Exercise description: Word for word, restate all of the data shown below.

________________

PR #293, opened 2016-01-06
[MRG] Fix Parallel hanging with exhausted iterator

### LINKED ISSUE #292: Joblib.Parallel hangs when passed an empty iterable (python 2.7)
Currently the parallel loop will hang for the following code snippets
```
from math import sqrt

Parallel(n_jobs=2)(delayed(sqrt)(i) for i in range(0))
```
or even just
```
Parallel(n_jobs=2)([])
```
I'm not too familiar with the internals of the parallel loop, but it seems to be because we are requesting a parallel loop with an empty iterable (it works fine for n_jobs=1, i.e. a flat loop). Up until joblib==0.9.2 this would return an empty list.

lesteve:
Fix #292.

### DIFF
--- a/CHANGES.rst
+++ b/CHANGES.rst
@@ -1,6 +1,13 @@
 Latest changes
 ===============
 
+Release 0.9.4
+-------------
+
+Loïc Estève
+
+    FIX joblib.Parallel hanging when used with an exhausted iterator
+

________________

Written solution:
PR #293, opened 2016-01-06
[MRG] Fix Parallel hanging with exhausted iterator

### LINKED ISSUE #292: Joblib.Parallel hangs when passed an empty iterable (python 2.7)
Currently the parallel loop will hang for the following code snippets
```
from math import sqrt

Parallel(n_jobs=2)(delayed(sqrt)(i) for i in range(0))
```
or even just
```
Parallel(n_jobs=2)([])
```
I'm not too familiar with the internals of the parallel loop, but it seems to be because we are requesting a parallel loop with an empty iterable (it works fine for n_jobs=1, i.e. a flat loop). Up until joblib==0.9.2 this would return an empty list.

lesteve:
Fix #292.

### DIFF
--- a/CHANGES.rst
+++ b/CHANGES.rst
@@ -1,6 +1,13 @@
 Latest changes
 ===============
 
+Release 0.9.4
+-------------
+
+Loïc Estève
+
+    FIX joblib.Parallel hanging when used with an exhausted iterator
+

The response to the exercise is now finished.